Gen. Abubakar, the chairman of the occasion, noted the place of violence in the country’s political space, saying that Nigeria is not strange to electoral violence, as the country has had its share of electoral violence in the past.

This he attributed to the keen competitions among the various contenders.

He said: “The period of elections in this country is often tension soaked because of the competition involved. Nigeria is not strange to electoral violence.

“Africa indeed is a hot bed of election controversies. In African countries, like Kenya, Cote d’ Ivoire and the Gambia, we have seen the serious implications of electoral tension to national security and development.

“Nigeria is not a stranger to electoral violence. This country has historically had its fair share of election violence. Some of the violence even dates back to pre-independence era and Nigerians have witnessed the destruction that took place and retarded development.”

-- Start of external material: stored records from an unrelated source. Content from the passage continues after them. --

Issue #908, opened 2017-07-10
Code Splitting?


ramakay:
## Enhancement

** Initial app.js cost is high.

SSR is great but `app.js` is a big payload and [startrender](https://sites.google.com/a/webpagetest.org/docs/using-webpagetest/quick-start-quide#TOC-Start-Render:) is adversely impacted. 

Options:

1. React Router to dynamically load chunks , however SSR efforts were incomplete

https://github.com/ReactTraining/react-router/blob/master/packages/react-router-dom/docs/guides/code-splitting.md#code-splitting--server-rendering

Possible solution:

https://blog.emilecantin.com/web/react/javascript/2017/05/16/ssr-react-router-4-webpack-code-split.html 

2. Webpack dynamic imports

Does not seem to be straight forward. 

https://medium.com/webpack/how-to-use-webpacks-new-magic-comment-feature-with-react-universal-component-ssr-a38fd3e296a

Sadly, the synchronous nature of SSR - This whole things seems challenging, thoughts?

Apologies, if this was discussed earlier - please point me to the description

slavab89:
There are a few PR's that try to achieve this
https://github.com/reactGo/reactGo/pull/841 (Does code split in RR3)
https://github.com/reactGo/reactGo/pull/880
But all seem to reach a dead end for now 😢 Its the combination or RR4, SSR, code split, hot reloading. Seems like its possible to achieve some of them but not all together.

If you have some additional insights or trials & experience that you've tried it would be great to know.

ZeroCho:
Actually I succeeded in code splitting + server side rendering with RR4, but it has some breaking changes.
I think reactGo should adopt that in its next version.

slavab89:
😱 Looking forward for this so much!! *\*Heavy Breathing\** 😆

ramakay:
@slavab89 seems to be the way to go - split async and sync bundles and use webpack to replace at runtime. I am doing that with reactgo. 

https://blog.emilecantin.com/web/react/javascript/2017/05/16/ssr-react-router-4-webpack-code-split.html

@ZeroCho  - please share where you reached and if your approach was similar by using the `NormalModuleReplacementPlugin` 

Thanks guys, lets work towards this 👍

ramakay:
Np, continue to play with the NormalModuleReplacementPlugin, it lead me to a necessary upgrade to Router 4 - what a drain :(

slavab89:
Could one of you please share what you've achieved so far if possible?

[...]

PR #841, opened 2017-03-07
Code split

GGAlanSmithee:
Enables code splitting by using dynamic entry points in `routes.jsx`

high level features:

* enables code splitting on client
    - hashed chunks in prod mode (for caching and cache-busting)
    - named (id) in dev mode
* disables code splitting on server
* uses a webpack manifest file to make sure vendor chunks does not change unless code changes
* adds a vendor chunk as an example (the actual content of this can easily be changed though)

Please ask any questions regarding the implementation you might have.

PR #919, opened 2017-08-09
react-router v4 && react-hot-loader@3 && Code Splitting

ZeroCho:
@choonkending @slavab89


ZeroCho:
@GGAlanSmithee #841

ZeroCho:
#908

Cleanshooter:
I'll do a fresh pull to night and check this out! <-- excited 😄

GGAlanSmithee:
@ZeroCho Thanks for the ping! Very exciting, I will take a look at it as soon as I get some free time. Without having looked at it - does this PR do server-side rendering + code splitting with `react-router@4`? If so, that's very nice, I have struggled with it a lot. Been a bit intrigued by https://github.com/faceyspacey/redux-first-router, wanting to test it out, have you come across it?

ZeroCho:
@GGAlanSmithee Yes. SSR + Code splitting with react-router@4
I didn't have time to comment on my code, and didn't test it, so errors may happen

choonkending:
@ZeroCho This is an excellent! 

I like the fact that we are no longer relying on react-router-redux any longer. Decoupling our navigation from redux was one of the aims I had in mind.

I would like to spend some time this weekend playing around further with this branch in order to have an understanding of what's changed. Perhaps some modules can be split into more, mainly because they seemed to be doing too many things. But I would have to try it out in order to give a better comment!

ZeroCho:
@choonkending Decoupling `react-router-redux` is quite easy. If you want me to decouple it. I will.

However, I like `react-router-redux` because it dispatches `LOCATION_CHANGE` action everytime url changes. By listening to the action, I can simulate `onUpdate` of react-router@3, which is in `app/client.js`

package.json
```diff
@@ -20,90 +20,91 @@
...
     "spark-md5": "^3.0.0",
-    "style-loader": "^0.16.1",
-    "url-loader": "^0.5.8",
-    "webpack": "^2.3.3",
-    "webpack-dev-middleware": "^1.10.1",
-    "webpack-hot-middleware": "^2.18.0",
-    "webpack-manifest-plugin": "^1.1.0"
+    "style-loader": "^0.18.2",
+    "url-loader": "^0.5.9",
+    "webpack": "^3.5.2",
```
choonkending: Wow! @ZeroCho - You've also updated webpack.  Bloody champion

slavab89:
So i've started to play around with it on my side and i'm getting
```
Warning: setState(...): Can only update a mounting component. This usually means you called setState() outside componentWillMount() on the server. This is a no-op. Please check the code for the AsyncComponent component.
```
I presume that this happens because of the promise there.. `componentWillMount` exists and when the promise returns `setState` is called.

How would it be possible to disable the async component loading on the server side? Doesnt seem to be necessary anyway, no? Maybe with something like https://github.com/thejameskyle/react-loadable ?

ZeroCho:
@slavab89 Changing from `componentWillMount` to `componentDidMount` will resolve that problem.

GGAlanSmithee:
Been testing this a bit and it seems to be working fine, with the small aside mentioned by @slavab89. I definitely agree that code splitting on the server should be avoided if possible. I have no idea how to do this with `AsyncComponent` though. Using webpacks chunk plugin, i managed it with a hack;

`new webpack.optimize.MinChunkSizePlugin({minChunkSize: browser ? 10000 : Infinity})`

@ZeroCho 

> And it is for Search Engine Optimization.

Care to elaborate on this? Not sure what you are reffering to exactly.

ZeroCho:
@GGAlanSmithee Ah, I now got what @slavab89 means. I did some misunderstanding. I think I can change some code of `app/routes.js` to avoid code splitting on the server.

```
component: isServer ? Home : asyncComponent(...)
```

slavab89:
So i've just discovered something that might bring us the solution..?
First of all, the article: https://medium.com/faceyspacey/code-cracked-for-code-splitting-ssr-in-reactlandia-react-loadable-webpack-flush-chunks-and-1a6b0112a8b8
It is actually pretty interesting.
And the module itself (Pretty much react-loadable successor) https://github.com/faceyspacey/react-universal-component
And they've create a demo as an example: https://github.com/faceyspacey/universal-demo

Did anyone of you heard about this?

app/containers/Dashboard.jsx
```diff
@@ -1,10 +1,32 @@
...
+import { connect } from 'react-redux';
 /*
  * Note: This is kept as a container-level component,
  *  i.e. We should keep this as the container that does the data-fetching
  *  and dispatching of actions if you decide to have any sub-components.
  */
-const Dashboard = () => <div>Welcome to the Dasboard. Stay tuned...</div>;
+class Dashboard extends Component {
+  componentWillMount() {
+    const { user: { authenticated }, history } = this.props;
```
GGAlanSmithee: Is it possible to couple this with route config as in rr3? Or is this the new way of protecting routes? If so, maybe this should be in it's own component (or HoC)? Usage would be like

```javascript
<Protected redirect={'/login'}>
    <MyComponent/>
</Protected>
```

app/routes.jsx
```diff
@@ -1,40 +1,46 @@
...
-      <IndexRoute component={Vote} fetchData={fetchVoteData} />
-      <Route path="login" component={LoginOrRegister} onEnter={redirectAuth} />
-      <Route path="dashboard" component={Dashboard} onEnter={requireAuth} />
-      <Route path="about" component={About} />
-    </Route>
-  );
-};
+}
+
+export default [{
```
GGAlanSmithee: a bit sad to see the jsx route trees go, was visually intuetive too me, but I guess that's the way the cookie crumbles.

GGAlanSmithee:
Took a brief look at the code. Not too much to add unfortunatley, it looks fine too me.

The only real issue discovered so far is the server-side code splitting if I understand it correctly? It might be inconveniant, but it's not really a bug. This PR seems like the way to go. `rr4` and `react-hot-loader 3` is :+1:. Maybe if it's merged, we can iterate on it? Is there anything besides time blocking it? :smile:

choonkending:
Hey peeps, just an update,  Ive been working on a branch inspired by @ZeroCho 's work here. It's still in WIP (lots to cover) https://github.com/reactGo/reactGo/compare/master...choonkending:react-router-4-clean.

I thought there might be a better way around our server side and client side data fetching, so I was experimenting around with that. 

Just to let you peeps know that I'm not ignoring this awesome PR!

slavab89:
So i've recently tried to use https://github.com/faceyspacey/react-universal-component to achieve SSR + Code Split. I can say that its really easy to do it with it. Just follow their demo.
The thing is that it still doesnt play super nice with RR4 (Which seems to be the standard 🤔 ) because of store and history syncing, but they also have https://github.com/faceyspacey/redux-first-router which works with it.
Basically they have a whole stack of projects intended for all of this.

What do you guys think? Or do we have some progress on this?

choonkending:
@slavab89 I'm still on my spike branch based off this one https://github.com/reactGo/reactGo/compare/master...choonkending:react-router-4-clean which I think has an acceptable solution to rr4, but without code splitting yet. I was thinking that could be tackled once we have a solution for this first! :D

app/client.jsx
```diff
@@ -1,49 +1,43 @@
...
 
-const store = configureStore(initialState, browserHistory);
-const history = syncHistoryWithStore(browserHistory, store);
-const routes = createRoutes(store);
+const renderDOM = (r) => {
+  render(
+    <AppContainer>
+      <Provider store={store}>
+        <ConnectedRouter history={history}>
+          <PendingNavDataLoader routes={routes} store={store}>
```
GGAlanSmithee: should this be 

```javascript
<PendingNavDataLoader routes={r} store={store}>
```

?

webpack/rules/javascript.js
```diff
@@ -1,18 +1,12 @@
...
 
 module.exports = ({ production = false, browser = false } = {}) => {
-  const enableHotModuleReplacement = !production && browser;
-  const createPresets = enableHotModuleReplacement => {
-    const presets = ['es2015', 'react', 'stage-0'];
-    return enableHotModuleReplacement ? ['react-hmre', ...presets]: presets;
-  };
-  const presets = createPresets(enableHotModuleReplacement);
-
+  const presets = ['es2015', 'react', 'stage-0'];
```
GGAlanSmithee: should this be 

```javascript
const presets = [
    ['es2015', {modules: false}],
    'react',
    'stage-0'
]
```

to allow for `webpack` dead code elimination?

app/client.jsx
ZeroCho: Good catch. You're right

webpack/rules/javascript.js
ZeroCho: @GGAlanSmithee Does that work in client environment too?

GGAlanSmithee: @ZeroCho I don't see why it shouldn't. The webpack bundling (and therefor code elimiation) happends at "compile" time, so it shouldn't matter in what environment the final code is used. Is there any specific reason that makes you think it wouldn't work in browsers?

ZeroCho: @GGAlanSmithee You're right. I checked out that it works in client too

app/containers/Dashboard.jsx
GGAlanSmithee: Here is an example of a HOC doing this:

```javascript
import {Component} from 'react'
import PropTypes from 'prop-types'
import {connect} from 'react-redux'

const asProtected = (WrappedComponent, selectData) => {
    class Protected extends Component {
        static propTypes = {
            user: PropTypes.object,
            history: PropTypes.object
        }
        
        componentWillMount() {
            const {user: {authenticated}, history} = this.props
            
            if (!authenticated) {
                history.replace('/login')
            }
        }

        render() {
            return <WrappedComponent {...this.props}/>
        }
    }
    
    const mapStateToProps = ({user}) => ({
        user
    })
    
    return connect(
        mapStateToProps
    )(Protected)
}

export default asProtected
```

Usage:
```javascript
import asProtected from 'hoc/asProtected'

const MyComp = () => (
    <div>
        Only for logged in users!
    </div>
)

export default asProtected(MyComp)
```

GGAlanSmithee: The same could probably be done for redirections.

He went on: “All Nigerians and indeed the whole world are praying that the election will be peaceful. As we all know, peace is absolutely necessary for the survival a nation because without peace there will be no nation, without a nation there wouldn’t be any election.”

Gen. Abubakar praised Dr. Jonathan for his handling of the 2015 general elections, especially with the prediction of that the country will be balkanized.

He noted that Jonathan saved the country from a political crisis by keeping to his word that his ambition is not worth the blood of any Nigerian.

“Allow me to on behalf of all Nigerians, once more, thank former President Goodluck Jonathan for saving the country from falling into political crisis and in further strengthening the growth of democracy not only in Nigeria but in Africa and indeed the world,” he said.

“The general elections where the doomsayers were predicting the balkanisation of Nigeria, but thank God through the action of Nigerians and the then President Goodluck Ebele Jonathan, they were proved wrong because this gentleman kept his word that his presidency is not worth the blood of any Nigerian and he graciously conceded defeat at that election,” he added.

Bishop Mathew Kukah pointed out that the problem with Nigerians is that they assume a lot about their leaders.

Voters, he added, must not leave our fate in the hands of politicians, adding that leaders should be interrogated.

The outspoken Bishop also advocated inter-tribal marriage as a way of uniting the people.

According to him, only common solidarity can save the country from electoral violence.